A kinsman came to see Nasrudin from the country, and brought a duck. Nasrudin was grateful, had the bird cooked and shared it with his guest. Several days later another visitor arrived. He was a friend, as he said, "of the man who gave you the duck." Nasrudin fed him as well. This happened several times. Nasrudin's home had become like a restaurant for out-of-town visitors. Everyone was a friend at some removes of the original donor of the duck. Finally Nasrudin was exasperated. One day there was a knock at the door and a stranger appeared. "I am the friend of the friend of the friend of the man who brought you the duck from the country," he said. "Come in," said Nasrudin. They seated themselves at the table, and Nasrudin asked his wife to bring the soup. When the guest tasted it, it seemed to be nothing more than warm water. "What sort of soup is this?" he asked the Mulla. "That," said Nasrudin, "is the soup of the soup of the soup of the duck."

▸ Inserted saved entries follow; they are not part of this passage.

PR #4067, opened 2016-07-06
Updated the validation logic for acceptedResourceRoles in AppDefinition

mpark:


mpark:
Note that this patch only updates the validation logic for `acceptedResourceRoles` for `AppDefinition`. I think this also needs to be updated for the one in `AppUpdate`. Is this correct?

gkleiman:
@mpark yes, the `AppUpdate`'s and `AppDefinition`'s validations should stay consistent.

Can you also add a test to make sure that the new validation returns user-friendly messages? See https://github.com/mesosphere/marathon/blob/d39289e3663eae0876541b0d748057b0625c753e/src/test/scala/mesosphere/marathon/api/v2/AppsResourceTest.scala#L710 for inspiration.

mpark:
@gkleiman Thanks, in which case I think I would much prefer to factor this out and do
`app.acceptedResourceRoles is valid(validAcceptedResourceRoles)`.

Where would be a good place to define `validAcceptedResourceRoles` so that I can access it from both `AppUpdate` and `AppDefinition`?

gkleiman:
@mpark one possibility would be to create a RoleId class and to add the validation there.

If it is a validation that applies to more fields (should we allow empty volume paths? what about paths with those blacklisted chars?), then you could add a String validator in `mesosphere.marathon.api.v2.Validation`

src/main/scala/mesosphere/marathon/state/ResourceRole.scala
```diff
@@ -1,5 +1,34 @@
...
+import com.wix.accord._
+import com.wix.accord.dsl._
+import mesosphere.marathon.api.v2.Validation._
+
 object ResourceRole {
   val Unreserved = "*"
+
+  val validResourceRole: Validator[String] = {
+    val message = "A role name must not be %s."
+    isTrue[String](message.format("\"\"")) { role => role != ""; } and
```
mpark: Not sure why the formatting is a bit funky here, but this is what `sbt test` seems to like...

src/main/scala/mesosphere/marathon/state/ResourceRole.scala
```diff
@@ -1,5 +1,34 @@
...
+      isTrue[String](message.format("\"..\"")) { role => role != ".."; } and
+      isTrue[String]("A role name must not start with a '-'.") { role => !role.startsWith("-") } and
+      validator[String] { role =>
+        role.each is valid(validResourceRoleChar)
+      }
+  }
+
+  val validResourceRoleChar: Validator[Char] = {
+    val message = "A role name must not include a %s character."
+    isTrue[Char](message.format("horizontal tab (\\x09)")) { char => char != '\u0009'; } and
```
mpark: Not sure why the formatting is a bit funky here, but this is what `sbt test` seems to like...

mpark:
Summary of the approach taken:

1. Added validation logic of a resource role to `ResourceRole` (i.e., `validResourceRole`)
     The pattern there of using `isTrue` is used to produce better error messages for the user.
     e.g., `char is notEqualTo('\u0020')` would print something like `"value is equal to  "` as opposed to
             `"A role name must not include a space (\x20) character"`.
2. Narrowed the scope of `acceptedResourceRoles` validation.
     Rather than `complyWithResourceRoleRules: Validator[AppDefinition]`,
     I've introduced `validAcceptedResourceRoles(isResident: Boolean): `Validator[Set[String]]`.
     I think the most important benefit here is that we don't need to look at `AppDefinition` as a whole,
     and only requires that `isResident` be passed. This leads to (3).
3. Since `validAcceptedResourceRoles` does not look at `AppDefinition` specifically,
    `AppUpdate` can leverage it to validate its `acceptedResourceRoles`.
    
    In general, `AppUpdate` mostly consists of fields of `AppDefinition`, but wrapped in an `Option`.
    To keep these in sync, I think it would be nice to introduce the validation logic to `AppDefinition`,
    then have `AppUpdate` use the `optional` version of it.

    For example, given a field `AppDefinition.foo`, we can introduce: `AppDefinition.validFoo`,
    then perform `appDef.foo is valid(validFoo)` within `AppDefinition`.
    Then `AppUpdate` would simply perform `appUp.foo is optional(AppDefinition.validFoo)`

@jasongilanfarr @gkleiman could you guys take another look at this patch?

src/main/scala/mesosphere/marathon/state/ResourceRole.scala
```diff
@@ -1,5 +1,38 @@
...
+    isTrue[String](message.format("\"\"")) { role => role != ""; } and
+      isTrue[String](message.format("\".\"")) { role => role != "."; } and
+      isTrue[String](message.format("\"..\"")) { role => role != ".."; } and
+      isTrue[String]("A role name must not start with a '-'.") { role => !role.startsWith("-") } and
+      validator[String] { role =>
+        role.each is valid(validResourceRoleChar)
+      }
+  }
+
+  val validResourceRoleChar: Validator[Char] = {
```
aquamatthias: Looks like you are a big fan of `isTrue` - which is ok.
Just want to show, that you can also define the validator like this:
```
  val validResourceRoleChar = validator[Char] { char =>
    char is notEqualTo('\u0009')
    char is notEqualTo('xxx`)
    char is notEqualTo('yyy`)
  }
```

src/main/scala/mesosphere/marathon/state/AppDefinition.scala
```diff
@@ -630,10 +630,12 @@ object AppDefinition extends GeneralPurposeCombinators {
       !(app.residency.isDefined ^ app.persistentVolumes.nonEmpty)
     }
 
-  private val complyWithResourceRoleRules: Validator[AppDefinition] =
-    isTrue("""Resident apps may not define acceptedResourceRoles other than "*" (unreserved resources)""") { app =>
-      def hasResidencyCompatibleRoles = app.acceptedResourceRoles.fold(true)(_ == Set(ResourceRole.Unreserved))
-      !app.isResident || hasResidencyCompatibleRoles
+  def validAcceptedResourceRoles(isResident: Boolean): Validator[Set[String]] =
```
aquamatthias: Please move this validator also to `ResourceRole`

aquamatthias:
@mpark Thanks. LGTM. Please address one comment and I will merge.

src/main/scala/mesosphere/marathon/state/ResourceRole.scala
mpark: Yep, I appreciate suggestions like this! This particular one I already knew about, and intentionally opted for `isTrue`, as I described in the `NOTE`:

> // NOTE: The validators below use conjunction over `isTrue` in order to provide more user-friendly error messages.
> //       For example, `char is notEqualTo('\u0020')` would print something like "char is equal to  " as opposed to
> //       "A role name must not include a space (\x20) character".

src/main/scala/mesosphere/marathon/state/AppDefinition.scala
mpark: @aquamatthias: I've moved this to `ResourceRole`. Thanks!

mpark: @aquamatthias: I've moved this validator to `ResourceRole`, and also moved the tests to a `ResourceRoleTest`. Does that look good to you?

src/main/scala/mesosphere/marathon/state/ResourceRole.scala
aquamatthias: A cool - missed the comment.

aquamatthias:
Started the integration tests 2 times now, always with this failure:
```
 ResidentTaskIntegrationTest:
[07:58:39][Step 3/3]  *** ABORTED *** (40 seconds, 5 milliseconds)
[07:58:39][Step 3/3]   java.lang.AssertionError: Waiting for clean slate in Mesos took longer than 30 seconds. Give up.
```
Don't think this has to do with this PR - just tracking.

aquamatthias:
LGTM. Thanks!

The Legend of the Thunder Pipe:

In the stories of the Blackfeet Tribe, two Indians walking at night came across a campfire and saw people dancing. They were invited into a tepee, were seated, and served a berry soup. Then they were given buffalo robes and presented with the medicine bundle, which would ensure a good life for their people. Since that time, shamans of the Blackfeet Tribe have cared for the Thunder Pipe medicine bundle--believed now to be some 400 years old--and opened it each year in a tribal ceremony after the first thunderstorm of springtime. George Kicking Woman is the last in this long line of Shamans, and at 87 he is worried that, with no successor, the tradition will die. The ceremony involves unbundling the pipe (which has a long stem that is intricately beaded and decorated with feathers); singing a song over each of the 20 small figurines tied up in it; offering the berries from a prepared berry soup to the Creator; and having young tribesmen dancing with the contents of the bundle, asking the Creator to bring good health and good fortune.